Primarily, interlocking nails are metallic implants used for the repair of traumatic long bone fractures. They consist of a large diameter rod, inserted into a bone medullary cavity and secured to it with locking bolts going from one cortex to another and capturing the nail inside the medullary cavity. Thanks to its unique locking technology, the I-Loc can be used in a variety of fracture configurations including metaphyseal and periarticular fractures. The implant is designed to prevent post-operative instability through an innovative mechanical interlock between the nail and the bolts, which allows for immediate weight bearing activity. Interlocking nails may also be used to stabilize corrective osteotomy such as those performed in cases of medial patellar luxation secondary to severe femoral varus deformity.

Interlocking nails are not new to fracture repair. They actually have been the standard of care in human traumatology for several decades as they combine biological and mechanical advantages over plate systems. One of the biological advantages is the noninterferrence of the soft tissue envelope surround the fracture site. Thanks to their intramedullary insertion, they do not disrupt the periosteal blood supply, which is essential to bone healing following fracture.

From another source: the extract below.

PR #986, opened 2021-01-05
Validate arguments before interpreting query.

obi1kenobi:
We didn't use to validate that all the expected arguments are present before starting to interpret queries. Now we do :)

On a mechanical standpoint, previous generations of interlocking nails present slack, and acute instability due to mismatch between holes in the interlocking nail and the locking bolts, responsible for delay in bone healing. The advent of the nail to hold mechanical lock eliminated this design flaw thus advancing nailing technology in a similar way that locking plates revolutionized bone plating.

Alternative methods to interlocking nails include bone plates and screws, plate-rod combination, external skeletal fixation including tie-in configurations and pin/cerclage constructs. Interestingly, if an intramedullary implant can be used, it is very likely that an interlocking nail could be used too, provided that the medullary is a large enough diameter. Note that the I-Loc family is expanding towards smaller diameter implants with soon available a 4mm implant suitable for fracture repairs in cats and small dogs.

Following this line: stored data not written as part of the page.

PR #988, opened 2021-01-06
Type hint split query

chewselene:
Adds type hints to `graphql_compiler/schema_transformation/split_query.py`. Also converts `namedtuple` to `dataclass`.


graphql_compiler/schema_transformation/split_query.py
```diff
@@ -116,42 +214,67 @@ def split_query(query_ast, merged_schema_descriptor):
...
+        Dictionary mapping (type name, vertex field name) to (source field name, sink field name)
+        used in the @stitch directive, for each cross schema edge.
     """
     edge_to_stitch_fields = {}
     for type_definition in merged_schema_descriptor.schema_ast.definitions:
         if isinstance(type_definition, (ObjectTypeDefinitionNode, InterfaceTypeDefinitionNode)):
             for field_definition in type_definition.fields:
                 stitch_directive = try_get_ast_by_name_and_type(
-                    field_definition.directives, "stitch", DirectiveNode
+                    list(field_definition.directives), "stitch", DirectiveNode
```
chewselene, line 239: I added this `list()` here and in other places to get rid of mypy errors like `Argument 1 to "try_get_ast_by_name_and_type" has incompatible type "List[FieldNode]"; expected "Optional[List[Node]]"`. Not sure if this is the best way to go about it. I used these docs: https://mypy.readthedocs.io/en/stable/common_issues.html#invariance-vs-covariance. In some cases, I tried adding explicit type annotations to variables, but was still seeing errors so tried this method instead. Let me know if there's a better way!

obi1kenobi: Would it be feasible to change the type hint of `try_get_ast_by_name_and_type` from `Optional[List[Node]]` to `Optional[Sequence[Node]]` which I believe will be covariant? I think that function doesn't actually modify the list, so it shouldn't need to know that the type is a list and not a sequence.

Using abstract `Sequence/AbstractSet/Mapping` instead of concrete `List/Set/Dict` when possible is something we should probably try to get better at over time.

graphql_compiler/schema_transformation/split_query.py
```diff
@@ -564,41 +739,45 @@ def _get_child_query_node_and_out_name(ast, child_type_name, child_field_name, n
     )
     # Get new child_selections by replacing or adding in new property field
     child_property_fields_map, child_vertex_fields = _split_selections_property_and_vertex(
-        child_selections
+        list(child_selections)
```
obi1kenobi, line 742: Assuming this is the same kind of issue? Can we solve it by typing the callee with `Sequence` instead?

graphql_compiler/schema_transformation/split_query.py
```diff
@@ -218,36 +343,38 @@ def _split_query_one_level(
...
     Returns:
-        Field, InlineFragment, or OperationDefinition, the AST with which to replace the input
-        AST in the selections that contain it
+        The AST with which to replace the input AST in the selections that contain it.
     """
+    if ast.selection_set is None:
+        raise AssertionError("AST's selection_set cannot be None.")
     type_info.enter(ast.selection_set)
-    selections = ast.selection_set.selections
+    selections = list(ast.selection_set.selections)
```
obi1kenobi, line 377: Is this `list()` feasible to avoid as well? It's not terribly expensive on its own, but it doesn't seem like we are mutating `selections` itself, so hopefully it might not be so bad? In the worst case, we might even be able to get away with a cast to the necessary type on the next line instead of a copy of the list.

graphql_compiler/schema_transformation/split_query.py
```diff
@@ -491,23 +637,32 @@ def _split_vertex_fields_intra_and_cross_schema(
     return intra_schema_fields, cross_schema_fields
 
 
-def _get_selections_from_property_and_vertex_fields(property_fields_map, vertex_fields):
+def _get_selections_from_property_and_vertex_fields(
+    # OrderedDict is unsubscriptable (pylint E1136)
+    property_fields_map: "OrderedDict[str, FieldNode]",
+    vertex_fields: List[FieldNode],
+) -> List[FieldNode]:
```
obi1kenobi, line 644: Could this return `List[SelectionNode]` and maybe take `OrderedDict[str, SelectionNode]` and `Sequence[SelectionNode]`?

If we can't change the input types easily, could we add a runtime `isinstance` check on all the things we're adding to the `selections` list to make sure they are all `SelectionNode`? That way the input types can stay the same, the return type can become what we need it to be downstream, and we only pay a small runtime cost that doesn't increase memory pressure.

obi1kenobi (commented):
A couple of remaining minor things. If they aren't easy to solve, this is probably alright to merge as-is.

obi1kenobi (approved):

Bone plates and interlocking nail systems are not mutually exclusive. On a mechanical standpoint, the position of an interlocking nail within the medullary cavity enhance its ability to resist bending forces in all direction as opposed to bone plates which have strong anisotropic behaviors (their mechanical property highly depends on the direction of the applied force). This property is particularly suitable in cases where there is no load between implant and bone. In such instances, the implant affords all the forces occurring through the fracture site. Conversely, in cases where interfragmentary compression is desirable (such as intra-articular fractures) a bone plate might be better indicated, as it would allow for the placement of a lag screw. An additional major advantage of interlocking nails compared to bone plates is the absence of contouring need. Thanks to an intramedullary position and its unique hourglass shape, the I-Loc conforms perfectly to the cavity without any need for contouring.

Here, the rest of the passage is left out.